In this case study

Growth models

Slapp's growth stack is four models and a set of rules that decide which push notifications are sent.

Hook signals

Fourteen evaluators run every two hours and look for reasons to bring someone back: a close friend posted, a birthday was missed, profile views spiked, friends are partying now, a group or post is trending, an event is recommended, there is an unseen feed summary, and more. Each signal has its own cooldown, from 12 hours to 7 days, and all of them sit under a global cap of three proactive pushes per user per day.

Each signal is a candidate, and every candidate passes through the ranker below before anything is sent.

The notification ranker

The ranker has two heads: whether the push would be opened within an hour, and whether the user is at risk of churning. Its features are one-hot indicators for the 12 notification types plus user state. It retrains nightly.

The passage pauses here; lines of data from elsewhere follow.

Issue #343, opened 2021-01-21
AttributeError: 'Image' object has no attribute 'owner'


benyraja:
When trying to export the workloads, getting this error. I have imported the images ( verified the owner id is present ), networks, keypairs, flavors etc..

`The full traceback is:
Traceback (most recent call last):
  File "/root/.ansible/tmp/ansible-tmp-1611234052.7762973-811256-75477694867635/AnsiballZ_export_workload.py", line 102, in <module>
    _ansiballz_main()
  File "/root/.ansible/tmp/ansible-tmp-1611234052.7762973-811256-75477694867635/AnsiballZ_export_workload.py", line 94, in _ansiballz_main
    invoke_module(zipped_mod, temp_path, ANSIBALLZ_PARAMS)
  File "/root/.ansible/tmp/ansible-tmp-1611234052.7762973-811256-75477694867635/AnsiballZ_export_workload.py", line 40, in invoke_module
    runpy.run_module(mod_name='ansible_collections.os_migrate.os_migrate.plugins.modules.export_workload', init_globals=None, run_name='__main__', alter_sys=True)
  File "/usr/lib64/python3.6/runpy.py", line 205, in run_module
    return _run_module_code(code, init_globals, run_name, mod_spec)
  File "/usr/lib64/python3.6/runpy.py", line 96, in _run_module_code
    mod_name, mod_spec, pkg_name, script_name)
  File "/usr/lib64/python3.6/runpy.py", line 85, in _run_code
    exec(code, run_globals)
  File "/tmp/ansible_os_migrate.os_migrate.export_workload_payload_bz6h3007/ansible_os_migrate.os_migrate.export_workload_payload.zip/ansible_collections/os_migrate/os_migrate/plugins/modules/export_workload.py", line 135, in <module>
  File "/tmp/ansible_os_migrate.os_migrate.export_workload_payload_bz6h3007/ansible_os_migrate.os_migrate.export_workload_payload.zip/ansible_collections/os_migrate/os_migrate/plugins/modules/export_workload.py", line 131, in main
  File "/tmp/ansible_os_migrate.os_migrate.export_workload_payload_bz6h3007/ansible_os_migrate.os_migrate.export_workload_payload.zip/ansible_collections/os_migrate/os_migrate/plugins/modules/export_workload.py", line 121, in run_module
[...]

PR #369, opened 2021-02-10
New: Testing with lower bound requirements

jistr:
We started testing with two OpenStack SDK versions:

* 0.52.x which is close to latest but not yet affected by a security
  group rules bug [1].

* 0.36.x which is in Train release (OSP 16).

[1] https://storyboard.openstack.org/#!/story/2008577

### DIFF
--- a/os_migrate/plugins/module_utils/image.py
+++ b/os_migrate/plugins/module_utils/image.py
@@ -131,7 +131,7 @@ class Image(resource.Resource):
 
     @staticmethod
     def _find_sdk_res(conn, name_or_id, filters=None):
-        # Glance requires owner_id instead of project_id.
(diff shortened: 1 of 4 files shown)


jistr:
The first e2e 10->16 is expected to fail -- we're now using the lower bound reqs file but the compatibility bug isn't fixed yet. Once we see the job fail here, i'll push another commit that should fix it.

jistr:
```
    AttributeError: 'Image' object has no attribute 'owner'
```

Yup the job failed as expected (as reported in #343 ). I'll push another commit to try and fix it.

jistr:
It works :)

odyssey4me (approved):

PR #371, opened 2021-02-12
Dev: Include the galaxy collection dependencies in the container.

ccamacho:
Installing the collection dependencies takes time, this PR
includes these dependencies in the os-migrate container image
so when they are installed if they are already include they will
be skipped.


jistr (approved):
In the commit message which disables Nova services CI we should explain why we're doing it. Not a blocker though.

jistr:
I will merge to unblock the CI for the other PR with sparsification fix.

PR #373, opened 2021-02-16
Dev: Enable nova services and functional tests

ccamacho:
This PR enables the functional tests related
to nova services.

### DIFF
--- a/.github/workflows/consistency-functional.yml
+++ b/.github/workflows/consistency-functional.yml
@@ -221,7 +221,7 @@ jobs:
           sudo chown root:root /bin
       - name: Clone devstack
         run: |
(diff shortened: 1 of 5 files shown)


ccamacho:
I think the root cause of the issue is that some config parameters are/were not working properly in latest/master. Ill push another PR moving this to master if we agreed to (otherwise we will need to fix it later when victoria is EOL).

jistr (approved):
Again, i think next time we'd better mention more rationale in the commit message - "master looks broken, let's pin to victoria branch". The fact that we're pinning to Victoria is only visible if you look at the commit diff, but such a significant change should be visible from the commit message. Not blocking though.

The live gate passes a send when:

Notification gate
150·P(open) − 5·P(churn) ≥ 0.3

A simulator validated the gate at a 50% cut in volume with 87.6% open recall. A kill switch keeps the model training while bypassing the gate, and suppressions are counted on the admin dashboard.

Churn risk

The churn model predicts whether a user who has been active in the last three days will be inactive in the next 24 hours. It trains weekly, on Sunday at 03:00, on daily snapshots with eleven features scaled to unit ranges: days since active over 3, sessions over 10, friends over 100, and so on.

Dispatch runs at 18:00 daily and targets the persuadable band, scores between 0.55 and 0.85. Users below the band are unlikely to leave, and users above it are unlikely to be won back. A 10% holdback is logged as a control group, so the effect of the win-back push is measured against people who did not receive it. The push deep-links to the user's highest-scoring unseen post.

Post propensity

Post propensity predicts whether a user will post in the next seven days, from twelve features taken from the window 30 to 7 days ago. The gap keeps the features from overlapping the label window. The cache refreshes nightly.

The model is used mainly for interpretation. Its second strongest predictor of posting is that a user's top friends have posted recently, which became the "your circle is active" nudge.

Retention importance

Retention importance predicts whether a user returns next week, given the surfaces they used this week: per-user counts across 12 surfaces, capped at 25, plus active days, friend count and tenure, fifteen features in all, retrained weekly. Its coefficients are partial effects, and they are used to rank which surface to experiment on next.

Rules around the models

All four models are logistic regressions trained inside Convex, with their weights stored in tables and inspected from admin pages. These fixed rules apply regardless of the models: the global cap of three proactive pushes per user per day, the per-signal cooldowns, and the loyalty club floors of 48 hours between merchant pushes and quiet hours from 22:00 to 09:00.